PR #108, opened 2015-04-02
show parent information in dartdoc

kasperpeulen:
two examples

```json
{
   "info":{
      "name":"isEven",
      "description":"get isEven → bool",
      "kind":"getter",
      "parent":"int",
      "parameters":[

      ],
      "libraryName":"dart.core",
      "dartdoc":"Returns true if and only if this integer is even.",
      "staticType":"bool"
   }
}
```

```json
{
   "info":{
      "name":"main",
      "description":"main() → void",
      "kind":"function",
      "parent":"main.dart",
      "parameters":[

      ],
      "staticType":"() → void"
   }
}
```

### DIFF
--- a/lib/src/analyzer.dart
+++ b/lib/src/analyzer.dart
@@ -133,9 +133,9 @@ class Analyzer {
 
         // Name and description.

#####

## Directions
Each line of the data must be returned exactly.

## Response
PR #108, opened 2015-04-02
show parent information in dartdoc

kasperpeulen:
two examples

```json
{
   "info":{
      "name":"isEven",
      "description":"get isEven → bool",
      "kind":"getter",
      "parent":"int",
      "parameters":[

      ],
      "libraryName":"dart.core",
      "dartdoc":"Returns true if and only if this integer is even.",
      "staticType":"bool"
   }
}
```

```json
{
   "info":{
      "name":"main",
      "description":"main() → void",
      "kind":"function",
      "parent":"main.dart",
      "parameters":[

      ],
      "staticType":"() → void"
   }
}
```

### DIFF
--- a/lib/src/analyzer.dart
+++ b/lib/src/analyzer.dart
@@ -133,9 +133,9 @@ class Analyzer {
 
         // Name and description.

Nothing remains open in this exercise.